她不能,她孫女可以!木懷玉嘴角微微翹起,看孫女的眼神里隱藏不住驕傲。
感應到天軌鬆動不止張道興,還有重光寺住持淨明、寒山寺的清虛、西藏密宗傳人了空,以及其他住在城裡或者隱居山林的修道之人。
多讓人激動,他們有生之年居然能看到天軌鬆動那一天。
入了道的玄門人士中,有一小部分加入了中華玄門協會,他們通過內部消息知道上個月天軌鬆動之時木家那位小族長在岡陵縣求雨,而今天,木家那位小族長在浙江白鷺縣求雨。
稍加思索,大家就能猜到有本事撬動天軌的人是誰。
其他還未加入中華玄門協會的修道之人,都從隱居之地走出來,為了和那位木家傳人搭上關係,他們也該考慮考慮加入中華玄門協會了。
被玄門邊緣化的巫師們,難道真的有這般能耐?
許多修道之人對此都充滿疑惑。如果巫師真那麼厲害,也不會淪為騙子行騙的工具,被歷代封建王朝的統治者們嫌棄。

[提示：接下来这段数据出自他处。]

PR #6517, opened 2026-04-25
fix(wasix): honor socket connect_timeout in TCP connect

### LINKED ISSUE #6450: TCP connect() ignores short socket timeouts under Wasmer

看看那些皇族之人,崇佛崇道有的是,什麼時候崇拜巫了?
葉主任和張道興都不知道,因這連續兩場求雨,很多修道之人已經動身前往北京了。
此時,白鷺縣的縣委書記膝蓋一軟跪在地上,即使是江浙,四月初的大雨也很凍人,比起持續了快兩年的旱災而言,這點凍不算什麼,他只盼望著,祈求著,這場大雨能下久一點。
可惜,大雨不會以他的想法改變。
下午三點,雨停!
葉主任嘆息,這場雨怎麼不下久一點呢?
心裡嘆息,也就是那麼一秒鐘。只要小大師在,大雨有的是,咱們來日方長。
大雨一停,張道興第一個衝到木玄璣身邊,被野王的翅膀扇開。
張道興仰頭摔倒,人還沒從地上爬起來呢,就大聲問道:「小大師,您剛才打開天軌了。」
「想什麼呢,我要有本事開天軌,我立刻命令老天爺下雨不就行了。」
張道興坐在地上,雙手捧臉,臉色哀戚。小大師說得對,什麼開天軌,都是他妄想。
守在一邊的木昭上前給小族長把脈:「身體很好。」
「就是餓了。」木玄璣摸摸肚子。
木懷玉抱起孫女:「那咱們回吧,李師傅和牛師傅肯定準備了大餐等你回去吃。」
孫女每次求雨之後都喊餓,大家都早有準備了。